START Data records

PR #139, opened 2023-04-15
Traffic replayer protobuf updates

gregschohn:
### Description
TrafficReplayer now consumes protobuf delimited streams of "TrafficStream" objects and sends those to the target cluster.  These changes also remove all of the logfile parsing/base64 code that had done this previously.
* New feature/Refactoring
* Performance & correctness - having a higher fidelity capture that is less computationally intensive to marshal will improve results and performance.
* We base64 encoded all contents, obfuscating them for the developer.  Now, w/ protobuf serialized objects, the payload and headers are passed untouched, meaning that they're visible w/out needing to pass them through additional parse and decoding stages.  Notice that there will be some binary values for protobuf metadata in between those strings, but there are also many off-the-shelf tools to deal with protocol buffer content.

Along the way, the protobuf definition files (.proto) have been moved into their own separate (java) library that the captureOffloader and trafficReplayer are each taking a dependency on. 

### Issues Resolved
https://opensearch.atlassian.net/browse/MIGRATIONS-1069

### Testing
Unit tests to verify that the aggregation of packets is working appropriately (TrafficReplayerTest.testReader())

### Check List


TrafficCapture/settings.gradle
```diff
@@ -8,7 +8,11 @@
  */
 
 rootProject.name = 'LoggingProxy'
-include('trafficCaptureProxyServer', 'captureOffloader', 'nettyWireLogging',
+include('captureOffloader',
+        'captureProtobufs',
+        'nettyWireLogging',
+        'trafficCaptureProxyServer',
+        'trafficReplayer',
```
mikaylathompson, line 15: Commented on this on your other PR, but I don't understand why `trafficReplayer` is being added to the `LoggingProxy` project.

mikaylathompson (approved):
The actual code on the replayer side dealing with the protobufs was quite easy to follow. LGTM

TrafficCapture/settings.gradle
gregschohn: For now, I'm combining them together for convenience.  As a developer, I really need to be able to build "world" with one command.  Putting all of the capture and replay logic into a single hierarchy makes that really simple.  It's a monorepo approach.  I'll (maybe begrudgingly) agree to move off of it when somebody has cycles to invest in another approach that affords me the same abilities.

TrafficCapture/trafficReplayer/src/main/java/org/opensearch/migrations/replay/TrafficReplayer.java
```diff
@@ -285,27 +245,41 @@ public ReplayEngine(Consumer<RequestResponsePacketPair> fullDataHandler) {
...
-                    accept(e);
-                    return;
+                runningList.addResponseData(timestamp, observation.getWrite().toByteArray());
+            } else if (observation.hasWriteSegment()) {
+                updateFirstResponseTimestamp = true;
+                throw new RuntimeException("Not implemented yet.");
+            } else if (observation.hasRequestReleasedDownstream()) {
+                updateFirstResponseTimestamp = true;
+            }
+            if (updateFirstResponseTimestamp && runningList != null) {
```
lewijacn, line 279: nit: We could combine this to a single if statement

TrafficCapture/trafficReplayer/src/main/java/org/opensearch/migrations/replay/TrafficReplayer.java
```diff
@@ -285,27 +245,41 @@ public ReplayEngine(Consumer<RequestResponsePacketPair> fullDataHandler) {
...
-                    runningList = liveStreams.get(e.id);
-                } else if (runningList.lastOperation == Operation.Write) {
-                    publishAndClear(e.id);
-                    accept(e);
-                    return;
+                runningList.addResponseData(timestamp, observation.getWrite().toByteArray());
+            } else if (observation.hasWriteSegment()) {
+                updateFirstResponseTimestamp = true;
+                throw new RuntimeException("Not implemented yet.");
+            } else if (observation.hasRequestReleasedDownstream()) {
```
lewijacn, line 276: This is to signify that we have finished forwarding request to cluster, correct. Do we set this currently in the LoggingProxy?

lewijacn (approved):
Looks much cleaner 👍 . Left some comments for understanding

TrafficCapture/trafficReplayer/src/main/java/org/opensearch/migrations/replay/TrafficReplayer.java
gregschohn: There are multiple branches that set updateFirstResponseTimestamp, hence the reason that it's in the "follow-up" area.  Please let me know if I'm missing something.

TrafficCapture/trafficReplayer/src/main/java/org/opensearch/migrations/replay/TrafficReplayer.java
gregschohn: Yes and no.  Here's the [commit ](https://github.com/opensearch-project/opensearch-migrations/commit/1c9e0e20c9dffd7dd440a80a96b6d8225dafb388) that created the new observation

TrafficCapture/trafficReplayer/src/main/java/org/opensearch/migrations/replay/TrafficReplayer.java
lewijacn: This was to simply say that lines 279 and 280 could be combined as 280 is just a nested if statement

END Data records

[Your objective]
Set every line down again exactly. Begin with the first line of the entries and finish with the line containing "results and performance.".

[Solution for this task]
PR #139, opened 2023-04-15
Traffic replayer protobuf updates

gregschohn:
### Description
TrafficReplayer now consumes protobuf delimited streams of "TrafficStream" objects and sends those to the target cluster.  These changes also remove all of the logfile parsing/base64 code that had done this previously.
* New feature/Refactoring
* Performance & correctness - having a higher fidelity capture that is less computationally intensive to marshal will improve results and performance.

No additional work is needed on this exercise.